ChartifyText: Automated Chart Generation from Data-Involved Texts via LLM

Text documents with numerical values involved are widely used in various applications such as scientific research, economy, public health and journalism. However, it is difficult for readers to quickly interpret such data-involved texts and gain deep insights. To fill this research gap, this work aims to automatically generate charts to accurately convey the underlying data and ideas to readers, which is essentially a challenging task. The challenges originate from text ambiguities, intrinsic sparsity and uncertainty of data in text documents, and subjective sentiment differences. Specifically, we propose ChartifyText, a novel fully-automated approach that leverages Large Language Models (LLMs) to convert complex data-involved texts to expressive charts. It consists of two major modules: tabular data inference and expressive chart generation. The tabular data inference module employs systematic prompt engineering to guide the LLM (e.g., GPT-4) to infer table data, where data ranges, uncertainties, missing data values and corresponding subjective sentiments are explicitly considered. The expressive chart generation module augments standard charts with intuitive visual encodings and concise texts to accurately convey the underlying data and insights. We extensively evaluate the effectiveness of ChartifyText on real-world data-involved text documents through case studies, in-depth interviews with three visualization experts, and a carefully-designed user study with 15 participants. The results demonstrate the usefulness and effectiveness of ChartifyText in helping readers efficiently and effectively make sense of data-involved texts.

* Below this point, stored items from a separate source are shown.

PR #717, opened 2020-01-01
Halo model P(k)

### LINKED ISSUE #668: Halo theory in CCL

damonge:
Functionality for halo-model-based power spectra

Closes #668


damonge:
This is ready for review (@beckermr @c-d-leonard @elisachisari )
What I've done:

- Written a generic halo model power spectrum calculator.
- Tested that it reproduces the currently implemented halo model power spectrum (which is limited to just the matter power spectrum with very specific choices of halo mass functions, biases, profiles etc.) to the required accuracy.

What I haven't done yet:

- Remove all traces of the previous halo model power spectrum calculator. I've left this for the next PR in order to simplify this one.

damonge:
(@beckermr just checking that this one didn't slip under the radar, since I made two PRs today - perfectly fine if you're too busy)

beckermr:
Yup doing it today. Was at the doctor. All is well. Thanks for poking me because I do forget!

pyccl/halos/pk_hm.py
```diff
@@ -0,0 +1,569 @@
...
+
+        Args:
+            prof (:class:`~pyccl.halos.profiles.HaloProfile`):
+                halo profile for which the second-order moment
+                is desired.
+            cosmo (:class:`~pyccl.core.Cosmology`): a Cosmology object.
+            k (float or array_like): comoving wavenumber in Mpc^-1.
+            M (float or array_like): halo mass in units of M_sun.
+            a (float): scale factor.
+            prof_2 (:class:`~pyccl.halos.profiles.HaloProfile`):
```
beckermr: This underscore is funny.

beckermr: the one in the name.

pyccl/halos/pk_hm.py
```diff
@@ -0,0 +1,569 @@
...
+
+    Args:
+        cosmo (:class:`~pyccl.core.Cosmology`): a Cosmology object.
+        l10M_min (float): logarithmic mass (in units of solar mass)
+            corresponding to the lower bound of the integrals in
+            mass. Default: 8.
+        l10M_max (float): logarithmic mass (in units of solar mass)
+            corresponding to the upper bound of the integrals in
+            mass. Default: 16.
+        nl10M (int): number of samples in log(Mass) to be used in
```
beckermr: these parameter names could be more verbose and clear (e.g., log10M_min)

pyccl/halos/pk_hm.py
```diff
@@ -0,0 +1,569 @@
...
+        integration_method_M (string): integration method to use
+            in the mass integrals. Options: "simpson" and "spline".
+            Default: "simpson".
+        k_min (float): some of the integrals solved by this class
+            will often be normalized by their value on very large
+            scales. This parameter (in units of inverse Mpc)
+            determines what is considered a "very large" scale.
+            Default: 1E-5.
+    """
+    def __init__(self, cosmo, **kwargs):
```
beckermr: The defaults need to be in the function signature. Using bare `kwargs` doesn't do the error checking on misspelled keywords which leads to silent bugs.

damonge:
Thanks a lot @beckermr . Yes, let me make a notebook.

damonge:
Ok, @beckermr have a look here:
https://github.com/LSSTDESC/CCLX/blob/hm_pk/Halo-model-Pk.ipynb

The idea behind the `ProfileCovar` object is that it should tell you how to compute the two-point correlator of two profiles. Usually this is just the product of the mean profiles in most halo models, but this is not always the case. I give an example of this in the notebook above.

pyccl/halos/pk_hm.py
damonge: Do you mean you'd prefer `prof2` to `prof_2`? All done in that case.

pyccl/halos/pk_hm.py
damonge: Done

pyccl/halos/pk_hm.py
damonge: Done

beckermr:
Thanks for the notebook! That helps a lot! But more questions. Is `HMCalculator` supposed to hold any halo model computation we want overtime? Is the plan to add more and methods, if say we want three-point stats or we want to compute a non-trivial 4pt function for some covariance?

I'm trying to figure out how we grow with this API.

damonge:
Very good question.
Yes, my intention was that we would grow this overtime.

So, in all N-point halo model calculations we need to compute integrals of the form:
.

So, for example, `HMCalculator.mean_profile` computes:

`HMCalculator.bias` computes:

`HMCalculator.pk` computes:


If we want to include bispectra later on, we'll need to add the following two integrals:


So, for instance, I could change the names of these functions so that it'd be easier to generalize them later on (e.g. `mean_profile` -> `mean_profile_1pt`. `bias` -> `bias_1pt`. `pk` -> `power_spectrum`.

damonge:
I could also rename the current `ProfileCovar` to `Profile2pt`

beckermr:
Got it. Then I think we should refactor the API a bit. One giant object for all of this stuff might get unwieldy. Instead, what if we did this.

1. We have a halo model integral computer thingy which computes the various `I`'s etc. 
2. We create functions that use the integrator thing and combine them to compute pk, bispectra, etc.

One more question. Why is the profile covar not a part of the profile object itself?

damonge:
OK, sounds good. This is pretty much what it's doing right now (the various internal methods `_u_k_from_arrays` and `_b_k_from_arrays` do this, so I think the only thing we need to do according to your philosophy is to take the `bias`, `mean_profile` and `pk` functions out of the object. Correct?

The answer to your second question: the profile covar must combine different profiles (not just one).

beckermr:
Agreed we are mostly there! I would be ok with an integrator class that had methods named according to the standard `I` notation above. These should all share state. By factoring out the combination of the parts into other code, we can enable more flexible combinations in the future.

damonge:
OK, refactored! I renamed things a bit, and move the covariance stuff to its own separate file

pyccl/halos/halo_model.py
```diff
@@ -0,0 +1,523 @@
...
+    def _check_hbias(self, hbias):
+        if not isinstance(hbias, HaloBias):
+            raise TypeError("hbias must be of type `HaloBias`")
+
+    def _check_prof(self, prof):
+        if not isinstance(prof, HaloProfile):
+            raise TypeError("prof must be of type `HaloProfile`")
+
+
+def halomod_mean_profile_1pt(cosmo, hmc, k, a, massfunc, prof,
```
beckermr: I would make this a method on HMCalculator and call it something like `I_1_0` or maybe `int_1_0` or w/e. Ditto for the other integral.

pyccl/halos/halo_model.py
```diff
@@ -0,0 +1,523 @@
...
+                                            mbf0, uk) * norm
+
+    if np.ndim(a) == 0:
+        out = np.squeeze(out, axis=0)
+    if np.ndim(k) == 0:
+        out = np.squeeze(out, axis=-1)
+    return out
+
+
+def halomod_power_spectrum(cosmo, hmc, k, a, massfunc, hbias, prof,
```
beckermr: Why doesn't this function use the two functions above?

beckermr: Sorry no wrong question. 🤦‍♂ 

We should add methods like `I_2_0` or whatever right?

pyccl/halos/halo_model.py
damonge: These things already exist within `HMCalculator` as private methods. This is just me exposing them outside of it.

damonge: OK, wait, let me see if I can do this in a cleaner way.

damonge:
OK @beckermr , I've compactified things as much as possible. The current structure is set up so that you don't recompute quantities (e.g. mass functions) twice. If I separated everything into individual integrals, this wouldn't be the case anymore (e.g. you would compute mass functions twice for the power spectrum). This way, `HMCalculator` allows you to calculate all of these integrals given mass functions, biases, profiles etc. already evaluated at the correct mass nodes (for which it also provides useful methods).

pyccl/halos/halo_model.py
damonge: Check now

damonge:
@beckermr : just checking that this is still in the radar

beckermr:
yup. I am still very confused by the PR. So the halo model P(k) is 

`I_0_v * I_0_v + I_1_v * I_1_u * P_lin(k)`

for example. 

I would expect the `I_*` methods to live in the calculator and the power spectrum call to be very simple, like literally doing that formula and some minimal setup. 

So why is it calling all of these internal methods on `HMCalculator`? Do we need to implement some sort of caching mechanism in `HMCalculator`?

damonge:
We could think about something like that. The main reason right now is that many of these integrals need similar ingredients, for instance the mass function. So if you compute all of them independently, you end up recalculating things unnecessarily.

damonge:
Note that the `I_*` methods do live in the calculator. It's just that they accept arrays of evaluated mass functions instead of evaluating them themselves.

beckermr:
I think we should cache the ingredients.

beckermr:
I am thinking on this hard because I don't want this API to last and want to figure out how to do that.

damonge:
Why is that better than the current implementation (where each function takes care of computing what it needs). As it is the `HMCalculator` is a way to automatically sample and integrate whatever you need.

beckermr:
We shouldn't be calling private methods on HMCalculator. Right now you are calling a bunch of checks etc each time. So we either need to put the pk methods back on it, or we should fully separate them. I think we should do the second thing.

damonge:
OK, let me try something.

damonge:
OK @beckermr have another look. There will be some docstrings missing, but see if the API makes sense.

pyccl/halos/halo_model.py
```diff
@@ -0,0 +1,557 @@
...
+            value of `k`.
+        """
+        # Compute mass function and halo bias
+        self._get_ingredients(a, cosmo, True)
+        uk = prof.fourier(cosmo, k, self.mass, a,
+                          mass_def=self.mass_def).T
+        i11 = self._integrate_over_mbf(uk)
+        return i11
+
+    def I_0_2(self, cosmo, k, a, prof_2pt, prof1, prof2):
```
beckermr: I think you need None defaults here. I'd put prof1 first, and then default prof_2pt and prof2 to None.

pyccl/halos/concentration.py
```diff
@@ -337,7 +337,7 @@ def _setup(self):
         if self.mdef.Delta == 'vir':
             self.A = 7.85
             self.B = -0.081
-            self.C = -0.47
+            self.C = -0.71
```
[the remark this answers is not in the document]
damonge: Yes, done.

pyccl/halos/hbias.py
```diff
@@ -144,10 +144,19 @@ class HaloBiasSheth99(HaloBias):
             a mass definition object.
             this parametrization accepts FoF masses only.
             If `None`, FoF masses will be used.
+        mass_def_strict (bool): if False, consistency of the mass
```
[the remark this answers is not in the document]
damonge: Done

benchmarks/test_halomod.py
```diff
@@ -24,23 +24,35 @@ def test_halomod(model):
...
+    prf = ccl.halos.HaloProfileNFW(cM)
+    hmc = ccl.halos.HMCalculator(cosmo, hmf, hbf, mass_def)
+
+    z = 0.
     k = data_z0[:, 0] * cosmo['h']
     pk = data_z0[:, -1] / (cosmo['h']**3)
-    pk_ccl = ccl.halomodel_matter_power(cosmo, k, 1)
+    pk_ccl = ccl.halos.halomod_power_spectrum(cosmo, hmc, k, 1./(1+z),
+                                              prf, normprof1=True)
     tol = pk * HALOMOD_TOLERANCE
```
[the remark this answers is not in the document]
damonge: Yes, and it's faster. I was happy to see that! All of these integrands are pretty smooth...

pyccl/halos/hmfunc.py
```diff
@@ -201,10 +201,19 @@ class MassFuncSheth99(MassFunc):
             a mass definition object.
             this parametrization accepts FoF masses only.
             If `None`, FoF masses will be used.
+        mass_def_strict (bool): if False, consistency of the mass
```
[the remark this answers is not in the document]

pyccl/tests/test_pkhm.py
```diff
@@ -0,0 +1,222 @@
...
+        if sk == 0:
+            k = 0.1
+        else:
+            k = np.logspace(-2., 0., sk)
+        if sa == 0:
+            a = 1.
+        else:
+            a = np.linspace(0.5, 1., sa)
+        p = func(k, a)
+        assert np.shape(p) == sh
```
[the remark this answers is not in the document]
damonge: Done

pyccl/halos/halo_model.py
```diff
@@ -0,0 +1,557 @@
...
+            raise NotImplementedError("Only \'simpson\' and 'spline' "
+                                      "supported as integration methods")
+        elif self.precision['integration_method_M'] == 'simpson':
+            from scipy.integrate import simps
+            self.integrator = simps
+        else:
+            self.integrator = self._integ_spline
+
+        self.a_current_mf = -1
+        self.a_current_bf = -1
```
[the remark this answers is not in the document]
damonge: Done

pyccl/halos/halo_model.py
damonge: I'd prefer not to default prof_2pt here (I don't think it's so practical, since one would have to instantiate the default class every time - e.g. at every new value of the scale factor).
Otherwise, I've changed the ordering and defaulted prof2

damonge:
Thanks @beckermr . All done!

damonge:
Ping @beckermr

翻译：涉及数值的文本文档广泛应用于科学研究、经济、公共卫生和新闻等各个领域。然而，读者往往难以快速解读此类包含数据的文本并获取深层洞见。为填补这一研究空白，本文旨在自动生成图表以准确传达底层数据与观点给读者，这本质上是一项具有挑战性的任务。挑战主要源于文本歧义性、文档中数据固有的稀疏性与不确定性，以及主观情感差异。具体而言，我们提出了ChartifyText——一种利用大语言模型（LLMs）将复杂数据文本转换为表达性图表的全自动新方法。该方法包含两个核心模块：表格数据推断与表达性图表生成。表格数据推断模块采用系统化的提示工程引导LLM（如GPT-4）推断表格数据，其中明确考虑了数据范围、不确定性、缺失数据值及对应的主观情感。表达性图表生成模块通过直观的可视化编码与精炼文本增强标准图表，以准确传达底层数据与洞察。我们通过真实世界数据文本的案例研究、与三位可视化专家的深度访谈，以及包含15名参与者的精心设计用户研究，对ChartifyText的有效性进行了全面评估。结果证明了ChartifyText在帮助读者高效、准确地理解数据文本方面的实用性与有效性。